IN: We have to make the industry less self-referential. We should champion the deep impact creativity has on people's lives. We have to be more confident about taking our work into the public domain, more open to the opinions of the many and more generous with the idea that while we may not all be designers and artists and writers, everyone has the power to be creative – and that’s a really good thing.
SH: Have you seen any other sector make a real difference in changing its ethnic diversity?
IN: Not really. But we are still far behind medicine and law and accountancy – and they still have a lot of work to do themselves.

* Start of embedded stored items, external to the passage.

PR #5642, opened 2018-07-17
I5640 adding extract id to confirm btn

rebmullin:


src/ui/components/ConfirmButton/index.js
```diff
@@ -116,11 +117,18 @@ export class ConfirmButtonBase extends React.Component<InternalProps> {
   }
 }
 
+export const extractId = (ownProps: Props) => {
+  const buttonId =
+    ownProps.id ||
+    `${ownProps.className || ''}-${ownProps.message.replace(/\s/g, '')}`;
```
rebmullin: I thought it was better to remove the spaces from the message. Is this ok?

kumar303: It might be helpful to keep the ID readable so I'd suggest replacing spaces with underscores: `ownProps.message.replace(/\s/g, '_')`

src/ui/components/ConfirmButton/index.js
```diff
@@ -116,11 +117,18 @@ export class ConfirmButtonBase extends React.Component<InternalProps> {
...
+  return `confirmButton-${buttonId}`;
```
kumar303: prefixing with `confirmButton` is redundant since it will already be prefixed with the filename

tests/unit/ui/components/TestConfirmButton.js
```diff
@@ -162,4 +165,19 @@ describe(__filename, () => {
     expect(root).not.toHaveClassName('ConfirmButton--show-confirmation');
     sinon.assert.calledWith(onConfirmSpy, event);
   });
+
+  describe('extractId', () => {
+    it("contains its ID if it's passed in", () => {
+      const id = 'special-button';
```
kumar303: ✨

src/ui/components/ConfirmButton/index.js
willdurand: Honestly, I'd rather make `id` required than playing with props like this. It will be unreadable in the logs/devtools 🙁

kumar303: Okay, I'm fine with making `id` required. It will force the caller to think about uniqueness which is probably a good thing.

rebmullin: okay, sure thing. I can make id required..

tests/unit/ui/components/TestConfirmButton.js
rebmullin: :)

tests/unit/ui/components/TestConfirmButton.js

SH: Ultimately whose responsibility do you think it should be in an organisation to help drive both a more balanced gender and ethnic equality? The chief executive? HR? Senior management team?

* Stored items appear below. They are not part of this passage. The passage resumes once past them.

PR #5652, opened 2018-07-18
Upgrade React Router and HMR 🚀

### LINKED ISSUE #99: Look to remove babel-plugin-react-transform.
This will allow HMR (hot module reloading) to work on functional components by using the HMR API directly. 

See https://github.com/gaearon/react-transform-boilerplate#you-may-not-need-it for more info.

### LINKED ISSUE #2161: Update to react-router-4

willdurand:
Fix #2161 
Fix #99 

---

This PR upgrades React Router to v4 (lib fully rewritten) and configures Hot Module Replacement with [React Hot Loader](https://github.com/gaearon/react-hot-loader). This work will ease the upgrade to Webpack 4 and should help a lot to hot reload redux code (reducers, sagas).

TODO:

- [x] make sure everything work as expected
  - [x] `disco`
  - [x] `amo`
- [x] fix the test suite
- [x] review HMR setup for React
- [x] add tests for new `ScrollToTop` component
- [x] add tests for new `addQueryParamsToHistory()` function
- [x] add tests for new added function in `server/base.js`
- [x] add tests for new `Root` component

Redux/Saga HMR will be handled separately.

### source files

- Route parameters are now available in `match.params` (instead of `params` before):

```js
<Route path="/foo/:bar" component={Foo} />

// Before:
const Foo = ({ params }) => <p>{params.bar}</p>;

// After:
const Foo = ({ match }) => <p>{match.params.bar}</p>;
```

- Do not access `location` via `history.location` (even if it is possible, it is not recommended). Instead, accept `location` as prop:

```js
const Foo = ({ location }) => <div />;

export withRouter(Foo);
```

- `withRouter` HOC (or `Route`) provides the following props: `match`, `location` and `history`.

- New Flow types in `core/types/router`: `ReactRouterLocationType`, `ReactRouterHistoryType` and `ReactRouterMatchType`. The idea is to use the latter as follows:

```js
type InternalProps = {|
  match: {|
    ...ReactRouterMatchType,
    params: {|
      username: string,
    |}
  |},
|};
```

- Query parameters are still available into the `location` object thanks to a new `addQueryParamsToHistory()` helper. React Router v4 does not automatically parse the query string and the `location.query` object was removed. I reintroduced it by decorating the `history` object. TL;DR: `location.query` is available in our app because we made it available.

### test files

- Use `createContextWithFakeRouter()` (`tests/unit/helpers.js`) when you test a component that uses the `withRouter` HOC:

```js
shallowUntilTarget(<Component {...props} />, ComponentBase, {
  shallowOptions: createContextWithFakeRouter(),
});
```

- `fakeRouterLocation()` helper is deprecated, use `createFakeLocation()` instead.

- `createFakeRouter()` has been renamed to `createFakeHistory()` because there is no `router` object anymore, it is called `history` now.


willdurand:
rebased!

bobsilverberg:
> Route parameters are now available in match.params (instead of params before)

Do we think there's any value in doing something ourselves so that we can still access params via `params` instead of `match.params`? It would require a lot fewer changes to our code, but I guess we're probably better off moving to the newer API.

src/core/components/Root/index.js
```diff
@@ -0,0 +1,25 @@
...
+
+import I18nProvider from 'core/i18n/Provider';
+import type { I18nType } from 'core/types/i18n';
+import type { ReactRouterHistoryType } from 'core/types/router';
+
+type Props = {|
+  children: React.Node,
+  history: ReactRouterHistoryType,
+  i18n: I18nType,
+  store: Object,
```
kumar303: We have a rudimentary [store type](https://github.com/mozilla/addons-frontend/blob/d7e6609988c0f2a079e7e88d36b086d7c56c79d2/src/core/types/redux.js#L9) you can use.

tests/unit/amo/components/TestAddonsByAuthorsCard.js
```diff
@@ -135,6 +135,9 @@ describe(__filename, () => {
     return shallowUntilTarget(
       <AddonsByAuthorsCard {...props} />,
       AddonsByAuthorsCardBase,
+      {
+        shallowOptions: createContextWithFakeRouter({ location }),
```
kumar303: This seems pretty common. Could we add a new option to `shallowUntilTarget` like `{ withFakeRouter: true }` or something?

tests/unit/amo/components/TestUserProfileEdit.js
```diff
@@ -83,12 +83,13 @@ describe(__filename, () => {
       store = dispatchSignInActions({ userProps }).store;
     }
 
-    fakeRouter = createFakeRouter({ params });
+    fakeHistory = createFakeHistory();
```
bobsilverberg: Nit: This is inconsistent with the way we usually set this sort of thing up. We usually either create the `fakeHistory` instance in the test and pass it into `render` or we use `beforeEach` to set it up. This way actually seems fine, but it's different from all our other tests, which makes it slightly confusing to a reviewer.

tests/unit/core/TestScrollToTop.js
```diff
@@ -0,0 +1,58 @@
...
+
+    root.setProps({ location: createFakeLocation() });
+    sinon.assert.calledWith(_window.scrollTo, 0, 0);
+  });
+
+  it('does not call window.scrollTo() when window is not defined', () => {
+    const _window = null;
+
+    const root = render({ _window });
+    root.setProps({ location: createFakeLocation() });
```
bobsilverberg: There isn't an assertion here that proves that `window.scrollTo()` wasn't called. I realize it's hard/impossible to do that, considering that `_window` is `null`, but the test description suggests that it is verifying that `window.scrollTo()` is not called. Do we need this test at all? Or maybe the test should be about making sure an error is not thrown when window is not defined and the location changes?

tests/unit/core/utils/test_index.js
```diff
@@ -761,4 +764,32 @@ describe(__filename, () => {
...
+    it('parses the query string to build the query object', () => {
+      const history = createFakeHistory({
+        location: createFakeLocation({ query: null, search: 'foo=123' }),
+      });
+
+      expect(history).toHaveProperty('location.query', null);
+
+      const historyWithQueryParams = addQueryParamsToHistory({ history });
+
+      expect(historyWithQueryParams.location.query).toEqual({
```
bobsilverberg: In the test above you use `expect(historyWithQueryParams).toHaveProperty('location.query', ...)` can you not use that here as well?

src/amo/client.js
```diff
@@ -3,8 +3,12 @@ import makeClient from 'core/client/base';
...
 
-import routes from './routes';
+import App from './components/App';
 import sagas from './sagas';
 import createStore from './store';
 
-makeClient(routes, createStore, { sagas });
+makeClient(App, createStore, { sagas });
+
+if (module.hot) {
```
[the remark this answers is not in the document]
kumar303: It's a [magic NodeJS global](https://nodejs.org/api/globals.html#globals_global_objects).

src/amo/components/AddonReviewList/index.js
```diff
@@ -95,9 +103,14 @@ export class AddonReviewListBase extends React.Component<Props> {
...
         fetchReviews({
-          addonSlug: params.addonSlug,
+          addonSlug: match.params.addonSlug,
           errorHandlerId: errorHandler.id,
-          page: location.query.page,
+          // TODO: so, there is a test case (`it dispatches fetchReviews with
+          // an invalid page variable`) that conflicts with `fetchReviews()`
+          // requiring a page of type `number`. We should decide whether `page`
+          // can be anything OR restrict to integer values.
+          // $FLOW_FIXME
```
kumar303: I think you could just change this action to accept a string `page`. The [API page param](https://github.com/mozilla/addons-frontend/blob/master/src/amo/api/reviews.js#L143) may need to change to a string as well but that's fine.

tests/unit/core/TestScrollToTop.js
```diff
@@ -0,0 +1,58 @@
+import * as React from 'react';
```
kumar303: I'd expect `TestScrollToTop` to live at ` tests/unit/core/components/TestScrollToTop.js`

tests/unit/core/TestScrollToTop.js
kumar303: For cases like this I'd typically put a comment at the top of the call, like:

```js
// Make sure this doesn't throw.
root.setProps({ location: createFakeLocation() });
```

src/amo/components/CollectionManager/index.js
```diff
@@ -143,7 +148,8 @@ export class CollectionManagerBase extends React.Component<
         createCollection({
           ...payload,
           defaultLocale: siteLang,
-          includeAddonId: router.location.query.include_addon_id,
+          // $FLOW_FIXME: query parameter values are string, not number.
```
kumar303: Same thing here: this code should have always treated the query string param as a string. Sigh, javascript. Could you file a bug to fix this?

tests/unit/amo/components/TestAddonsByAuthorsCard.js
willdurand: Not sure because we often want to pass something. Would it add some value?

src/amo/components/Addon/index.js
```diff
@@ -643,11 +641,10 @@ export function mapStateToProps(state, ownProps) {
 }
 
 export const extractId = (ownProps) => {
-  return ownProps.params.slug;
+  return ownProps.match.params.slug;
 };
 
 export default compose(
-  withRouter,
```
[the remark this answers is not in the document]
willdurand: I want to introduce a `pages` directory for these components.

src/amo/components/SearchTools/index.js
```diff
@@ -10,20 +10,17 @@ import type { SearchFilters } from 'amo/components/AutoSearchInput';
...
 |};
 
 export class SearchToolsBase extends React.Component<Props> {
   render() {
-    const { filters, pathname, ...otherProps } = this.props;
+    const { filters } = this.props;
 
     return (
       <Search
-        {...otherProps}
```
kumar303: What was it relying on this spread for?

src/amo/routes.js
```diff
@@ -1,85 +0,0 @@
...
-import ReviewGuide from 'amo/components/StaticPages/ReviewGuide';
-import SearchPage from 'amo/components/SearchPage';
-import ServerError from 'amo/components/ErrorPage/ServerError';
-import UserProfile from 'amo/components/UserProfile';
-import UserProfileEdit from 'amo/components/UserProfileEdit';
-import SimulateAsyncError from 'core/components/error-simulation/SimulateAsyncError';
-import SimulateClientError from 'core/components/error-simulation/SimulateClientError';
-import SimulateSyncError from 'core/components/error-simulation/SimulateSyncError';
-
-// If you add a new route here, check that the nginx rules maintained by ops
```
kumar303: Could you put this comment back? It's still important.

src/core/server/base.js
```diff
@@ -262,127 +265,105 @@ function baseServer(
...
+        log.warn('Server side rendering is disabled.');
 
-            return hydrateOnClient({ res, pageProps });
-          }
-        } catch (preLoadError) {
-          log.info(oneLine`Caught an error in match() before rendering:
+        return hydrateOnClient({ res, pageProps });
+      }
+    } catch (preLoadError) {
+      log.info(oneLine`Caught an error in match() before rendering:
```
kumar303: It might help avoid confusion if you update this message. It no longer runs in `match()`.

src/disco/components/App/index.js
```diff
@@ -36,21 +47,57 @@ export class AppBase extends React.Component {
...
-export function mapStateToProps(state, ownProps) {
+function mapStateToProps(state, ownProps) {
+  const match = matchPath(ownProps.location.pathname, {
+    path: DISCO_PANE_PATH,
+    exact: true,
+  });
+
   return {
-    browserVersion: ownProps.params.version,
+    browserVersion: match.params.version,
```
kumar303: Can't this be `ownProps.match.params.version`?

tests/unit/helpers.js
```diff
@@ -509,20 +510,43 @@ export const fakeRouterLocation = (props = {}) => {
   };
 };
 
+// TODO: remove this alias and use `createFakeLocation()` only.
```
kumar303: It only got renamed, right? Another option is to keep the name `fakeRouterLocation` and file an issue to rename everything to `createFakeLocation` later.

src/amo/components/UserProfileEdit/index.js
```diff
@@ -53,10 +55,11 @@ type Props = {|
...
   lang: string,
-  // The routing `params` prop is used in `mapStateToProps()`.
-  // eslint-disable-next-line react/no-unused-prop-types
-  params: {| username: string |},
-  router: ReactRouterType,
+  match: {|
+    ...ReactRouterMatchType,
+    params: {| username: string |},
+  |},
+  history: ReactRouterHistoryType,
```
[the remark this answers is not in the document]
willdurand: Thanks, I'll try to apply these changes everywhere.

I filed https://github.com/mozilla/eslint-plugin-amo/issues/8 because I am a bit tired of these comments in general. Prettier does not fix this unfortunately, but hopefully we'll have a ESLint rule soon 🙏

src/amo/components/Addon/index.js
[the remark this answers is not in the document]
willdurand: I filed https://github.com/mozilla/addons-frontend/issues/5735

src/amo/components/AddonReviewList/index.js
```diff
@@ -313,10 +326,17 @@ export class AddonReviewListBase extends React.Component<Props> {
 }
 
 export function mapStateToProps(state: AppState, ownProps: Props) {
-  if (!ownProps || !ownProps.params || !ownProps.params.addonSlug) {
-    throw new Error('The component had a falsey params.addonSlug parameter');
+  if (
+    !ownProps ||
+    !ownProps.match ||
```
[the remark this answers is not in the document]
willdurand: I don't know. I think it should not be possible not to have `ownProps` or `ownProps.match` or `ownProps.match.params`, but that was the legacy code..

src/amo/components/AddonsByAuthorsCard/index.js
```diff
@@ -383,10 +383,10 @@ export const mapStateToProps = (state: AppState, ownProps: Props) => {
 };
 
 const AddonsByAuthorsCard: React.ComponentType<Props> = compose(
+  withRouter,
```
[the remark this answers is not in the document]
willdurand: Yep, I filed https://github.com/mozilla/eslint-plugin-amo/issues/9

src/amo/components/App/index.js
```diff
@@ -214,33 +236,173 @@ export class AppBase extends React.Component<Props> {
...
+            />
+
+            <div className="App-content">
+              <div className="App-content-wrapper">
+                <ErrorPage getErrorComponent={getErrorComponent}>
+                  <div className="App-banner">
+                    <SurveyNotice location={location} />
+                  </div>
+
+                  <Switch>
```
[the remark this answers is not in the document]
willdurand: I moved this code to a new `Routes` component.

src/amo/components/SearchForm/index.js
```diff
@@ -55,7 +61,7 @@ export class SearchFormBase extends React.Component<Props> {
       >
         <AutoSearchInput
           inputName="q"
-          location={router.location}
+          location={history.location}
```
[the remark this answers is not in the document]
willdurand: 😅

src/ui/components/UserCollection/index.js
```diff
@@ -56,7 +58,7 @@ export const UserCollectionBase = (props: InternalProps) => {
 
   return (
     <li className="UserCollection" key={id}>
-      <Link className="UserCollection-link" to={linkTo}>
```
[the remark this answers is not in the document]
willdurand: Nope, that was a cause of a lot of warnings.

tests/unit/amo/components/TestAddon.js
```diff
@@ -1203,17 +1213,6 @@ describe(__filename, () => {
       const link = allLinks[0];
       const path = link.props.to;
       expect(path).toEqual('/addon/chill-out/reviews/');
-
-      return new Promise((resolve, reject) => {
-        match({ location: path, routes }, (error, redirectLocation, props) => {
-          if (error) {
-            return reject(error);
-          }
-          // Check to make sure it is a valid routed path.
```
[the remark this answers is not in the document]
willdurand: I don't think so. I don't really understand why we would need to, suddenly, test routing-related things (and also, I don't really know how to port this old code)

tests/unit/amo/components/TestAddonReviewList.js
```diff
@@ -105,21 +102,21 @@ describe(__filename, () => {
 
   describe('<AddonReviewList/>', () => {
     it('requires location params', () => {
-      expect(() => render({ router: { params: null } })).toThrowError(
-        /component had a falsey params\.addonSlug/,
+      expect(() => render({ match: null })).toThrowError(
+        /component had a falsey match\.params\.addonSlug/,
```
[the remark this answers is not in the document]
willdurand: Yep, removed this code actually. You're 💯% right.

src/amo/components/AddonReviewList/index.js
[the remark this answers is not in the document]
willdurand: Removed this code after having seen your comment on the test cases.

tests/unit/amo/components/TestApp.js
```diff
@@ -165,20 +158,36 @@ describe(__filename, () => {
...
+    });
     const _navigator = { userAgent: 'Firefox 10000000.0' };
-    render({ _navigator, setUserAgent, userAgent: '' });
 
-    sinon.assert.calledWith(setUserAgent, _navigator.userAgent);
+    const dispatchSpy = sinon.spy(store, 'dispatch');
+
+    render({ _navigator, store });
+
+    sinon.assert.calledWith(
```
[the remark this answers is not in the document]
willdurand: If I remember correctly, all test cases were failing and I had to rewrite most of them, so I took the time to do things better.

tests/unit/amo/components/TestCollectionManager.js
```diff
@@ -55,26 +56,28 @@ describe(__filename, () => {
...
   }) => {
     return {
       collection,
       creating: false,
       filters: {},
+      history,
       i18n: fakeI18n(),
-      location: fakeRouterLocation(),
-      router,
+      location: createFakeLocation(),
```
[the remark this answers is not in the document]
willdurand: Because that would be too much changes. I realized that the diff would be huge. I filed https://github.com/mozilla/addons-frontend/issues/5736.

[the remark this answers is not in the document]
willdurand: I reverted this change btw.

tests/unit/amo/components/TestUserProfileEdit.js
willdurand: heh, you're right. That's not nice! I have changed the code to initialize a default `history` object in the `renderUserProfileEdit()` function and pass a `history` in the test cases where it is needed.

tests/unit/core/utils/test_index.js
willdurand: good catch, I can do it!

src/amo/components/App/index.js
```diff
@@ -214,33 +236,173 @@ export class AppBase extends React.Component<Props> {
...
-          <div className="App-content">
-            <div className="App-content-wrapper">
-              <ErrorPage getErrorComponent={getErrorComponent}>
-                <div className="App-banner">
-                  <SurveyNotice location={location} />
-                </div>
-                {children}
-              </ErrorPage>
+        <ScrollToTop>
+          <div className="amo">
```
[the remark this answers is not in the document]
willdurand: I believe I have not changed that, it was there for years 😸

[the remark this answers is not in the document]
willdurand: Updated!

src/amo/components/SearchTools/index.js
willdurand: I don't know but I don't see any useful undocumented props that we could pass to the `Search` component...

src/amo/routes.js
willdurand: ah right, I forgot.

src/core/server/base.js
willdurand: ah oops.

src/disco/components/App/index.js
willdurand: No because it is outside a `Route`, that is why I have to use the `matchPath()` function.

tests/unit/helpers.js
willdurand: Yes, I filed https://github.com/mozilla/addons-frontend/issues/5736

willdurand:
> Router navigation no longer works after a hot module reload. I can reproduce it in multiple places. For example, load the home page. Open App/index.js and give it an <h1> in render() or something. Wait for the bundle to update. Try to click any internal link like going to an add-on detail page. The URL changes but the UI does not update.

That sounds pretty bad.

willdurand:
@kumar303 so, there is something I wish I would not have to do right now (in this PR) but that was needed to fix the routing issue.

It makes HMR faster/better, but the `makeClient()` function is gone, and we have a `createClient()` instead that initializes almost everything only once, and returns a `renderApp()` function used to render the app once + every time HMR is performed. In the near future, we'll also return the `store` to configure HMR for redux (I think). I have a working redux HMR setup locally BTW 😎

willdurand:
@kumar303 here is the commit for the HMR with redux: https://github.com/mozilla/addons-frontend/commit/b5f49aae9eeb05622ab5923e12e84eb42791f462

tests/unit/amo/components/TestAddonsByAuthorsCard.js
kumar303: oh, I thought it was not important to reference `location` in most cases. I guess that wouldn't be helpful then.

src/amo/client.js
```diff
@@ -1,10 +1,20 @@
...
 
-makeClient(routes, createStore, { sagas });
+createClient(createStore, { sagas }).then(({ renderApp }) => {
+  renderApp(App);
+
+  if (module.hot) {
+    module.hot.accept('./components/App', () => {
+      // eslint-disable-next-line global-require
+      const NextApp = require('./components/App').default;
+      renderApp(NextApp);
```
kumar303: I'm not sure if this is the culprit but when a module reloads, it unmounts and remounts *everything*. It didn't do that before. Is there a way to fix that? If not, I guess it's not a big deal.

Here is an example. Go to the collection list. Click on a collection. Click *Delete this collection* so that it asks you the prompt -- are you sure? Edit some other component, like `Collection`. After the reload, you can see that `ConfirmButton` got remounted which caused its state to get reset. This is not helpful for hot module debugging. This doesn't happen on the master branch.

willdurand: That's the recommended way now, but I've seen people configureing redux HMR for that reason. I'll try and see if my redux patch fixes that issue.

willdurand: The `ConfirmButton` might not be the best example because the `withUIState()` HOC explicitly resets the state on mount. I guess that's why it gets closed on code change.

kumar303: Resetting state on mount always felt wrong to me in `withUIState()` but I didn't have concrete reasons for why. This is a concrete reason. I filed https://github.com/mozilla/addons-frontend/issues/5764 to fix it.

IN: The chief executive. It’s not just a strategic issue – it’s an existential one.
SH: What are your company’s current maternity and paternity leave policies?

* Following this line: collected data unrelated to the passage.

PR #5666, opened 2018-07-19
Use the router to navigate to the "create collection" page in AddAddonToCollection

### LINKED ISSUE #5664: User is directed to the old form when selecting Create a collection from the add-on details page
STR:

1. Log in to AMO stage
2. Select an add-on to view its details page
3. Scroll down to the Add to collection feature and select Create a new collection

Actual result:
User lands on the old create a collection form

Expected result:
User lands on the new create a collection form

Notes:
 - reproduced on AMO dev and stage with FF61, Win10x64 and Android 8.0

coll old form

willdurand:
Fix #5664

### DIFF
--- a/src/amo/components/AddAddonToCollection/index.js
+++ b/src/amo/components/AddAddonToCollection/index.js
@@ -1,8 +1,8 @@
 /* @flow */
-/* global window */
 import makeClassName from 'classnames';
 import * as React from 'react';
 import { connect } from 'react-redux';
+import { withRouter } from 'react-router';
 import { compose } from 'redux';
 
 import {
@@ -24,19 +24,26 @@ import type { DispatchFunc } from 'core/types/redux';
 import type { CollectionType } from 'amo/reducers/collections';
 import type { AppState } from 'amo/store';
 import type { ElementEvent } from 'core/types/dom';
+import type { ReactRouterType } from 'core/types/router';
 
 import './styles.scss';
 
 type Props = {|
-  _window: typeof window | Object,
   addon: AddonType | null,
+|};
+
+type InternalProps = {|
+  ...Props,
   // These are all user collections that the current add-on is a part of.
   addonInCollections: Array<CollectionType> | null,
   className?: string,
+  clientApp: string,
   currentUsername: string | null,
   dispatch: DispatchFunc,
   errorHandler: ErrorHandlerType,
   i18n: I18nType,
+  router: ReactRouterType,
+  lang: string,
   loadingAddonsInCollections: boolean,
   loadingUserCollections: boolean,
   // These are all collections belonging to the user.
@@ -51,15 +58,12 @@ type SelectData = {|
   disabled: boolean,
 |};
 
-export class AddAddonToCollectionBase extends React.Component<Props> {
+export class AddAddonToCollectionBase extends React.Component<InternalProps> {
   optionSelectHandlers: { [key: string]: OnSelectOptionType };
 
-  static defaultProps = {
-    _window: typeof window !== 'undefined' ? window : {},
-  };
-
-  constructor(props: Props) {
+  constructor(props: InternalProps) {
     super(props);
+
     this.optionSelectHandlers = {};
   }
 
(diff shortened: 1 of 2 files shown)


willdurand:
I've see this `TODO` in the code, is it still valid?

```
          // TODO: show create collection overlay when it's implemented.
          // See
          // https://github.com/mozilla/addons-frontend/issues/4003
          // https://github.com/mozilla/addons-frontend/issues/3993
```

bobsilverberg:
The reference to https://github.com/mozilla/addons-frontend/issues/4003 was just a dependency on having the "Create collection" feature in the new UI, but the reference to https://github.com/mozilla/addons-frontend/issues/3993 is slightly different. It's about being able to create a new collection from this point, and have the add-on added to that collection after creation. Because a user is currently not able to select the "Create new collection" option and have the add-on "remembered", this patch does not regress functionality, but we may want to consider bumping the priority of #3993 if we ever intend to support it.

src/amo/components/AddAddonToCollection/index.js
```diff
@@ -24,19 +24,26 @@ import type { DispatchFunc } from 'core/types/redux';
...
 type Props = {|
-  _window: typeof window | Object,
   addon: AddonType | null,
+|};
+
+type InternalProps = {|
+  ...Props,
   // These are all user collections that the current add-on is a part of.
   addonInCollections: Array<CollectionType> | null,
   className?: string,
```
bobsilverberg: It doesn't look like `className` is internal.

tests/unit/amo/components/TestAddAddonToCollection.js
```diff
@@ -57,8 +59,12 @@ describe(__filename, () => {
     userId = 1,
     username = 'some-user',
     collections = [createFakeCollectionDetail({ authorUsername: username })],
+    lang,
```
bobsilverberg: Nit: Should these be in alphabetical order?

src/amo/components/AddAddonToCollection/index.js
willdurand: it does not look like it is used actually :p

willdurand:
> The reference to #4003 was just a dependency on having the "Create collection" feature in the new UI, but the reference to #3993 is slightly different. It's about being able to create a new collection from this point, and have the add-on added to that collection after creation. 

So could we remove the link to #4003?

> Because a user is currently not able to select the "Create new collection" option and have the add-on "remembered", this patch does not regress functionality, but we may want to consider bumping the priority of #3993 if we ever intend to support it.

Now that I fixed the navigation, the add-on could be stored into the redux state, and reused during the "create a collection" scenario. What do you think?

bobsilverberg:
> So could we remove the link to #4003?

Yes.

> Now that I fixed the navigation, the add-on could be stored into the redux state, and reused during the "create a collection" scenario. What do you think?

That's only a small part of the fix, because right now it's not possible to create a collection with an add-on in it, so we'd also have to adjust at least the saga, if not more. I think we should first figure out if we still want to support this, as it's been unsupported via the new front end since the new front end was implemented. I'll add a comment to the issue.

willdurand:
> That's only a small part of the fix, because right now it's not possible to create a collection with an add-on in it, so we'd also have to adjust at least the saga, if not more. I think we should first figure out if we still want to support this, as it's been unsupported via the new front end since the new front end was implemented. I'll add a comment to the issue.

I am a bit surprised. We do know how to add an add-on to a collection when it exists, so why can't we reuse this logic?

- User goes to the add-on detail page and click "create a collection"
- User is redirected to the create page
- User creates the collection
- Once created, the add-on is added automatically

bobsilverberg:
Yes, we could certainly do that, we just don't. As I mentioned in issue #3993, it would require some sort of UX change to inform the user, on the "Create a collection" page, that the specific add-on will be added after the collection is created, but that's certainly not a deal breaker.

willdurand:
> Yes, we could certainly do that, we just don't. As I mentioned in issue #3993, it would require some sort of UX change to inform the user, on the "Create a collection" page, that the specific add-on will be added after the collection is created, but that's certainly not a deal breaker.

That makes a lot of sense!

IN: Maternity leave is between nine and 18 weeks’ full pay dependent on service. Paternity leave is two weeks’ full pay and further paid leave in the first year. We have a strong commitment to flexible employment conditions and other adjustments on return and shared parental leave is available at the London office.
SH: Do you think these policies need to change? Do you recognise that only when we have equal maternity and paternity leave packages will we get equality in the workplace?
IN: I am not sure equality is the point. I am keen to defend maternity leave because even in physical terms, women’s careers are far more disrupted than men’s. We have got to make sure men can play a role raising kids in the home and that’s the argument for equal paternity pay. However, I am really nervous about any attempts to balance it out “rationally.” We should keep and extend maternity while pushing for paternity to catch up.
SH: Does your company have a policy on the gender pay gap?
IN: No specific gender pay gap policy. The company has an equality and celebrating diversity policy and we have safeguards in place, such as monitoring the gender pay gap and six monthly pay reviews to identify and resolve any potential concerns at our London office only.
SH: As I am sure you know, women only represent three per cent of the creative directors in the advertising industry globally. What would be your advice for a female creative, aspiring to become a creative director?
IN: Hold your nerve. Don’t settle for an agency that won’t respect you because you work differently. Remember that there are an increasing number of agencies that don’t see that role as something men do better than women. I recommend aspiring female creatives to seek these agencies out and eventually these will become the norm. Don’t get trapped in a role where you aren’t valued.
SH: Name me the one key behaviour change you think men can make in the workplace that will have the biggest impact on fostering gender diversity?
IN: Don’t assume you understand the female perspective. Really ask questions and be humble about it.
SH: How do you think we can best get more men involved in the discussion?
IN: I instinctively believe all things being equal, diverse organisations perform better. When conversations show how businesses perform better, it captures peoples’ attention. The more sustainable and high-performing diverse companies become, the more we will be able to get that conversation happening.
SH: What’s the one thing (if any) you commit to doing as a result of this interview?
IN: It has been four or five months since I looked at the data. I will look at the data again to see how we are doing.
SH: Finally, who would you like to nominate for the next Token Man interview?
IN: Gary Bramall, chief marketing officer at Hailo, Howard Belk, co-chief executive at Siegal Gale and Made by Many founder and chief executive Tim Malbon.
Token Man is an initiative from the founder of Creative Social, Daniele Fiandaca. Previous interviews have included Tribal Worldwide's Allan Blair in conversation with Bima's Bridget Beale, and a Q&A between Geometry Global's Georgia Barretta and Nils Leonard of Grey London.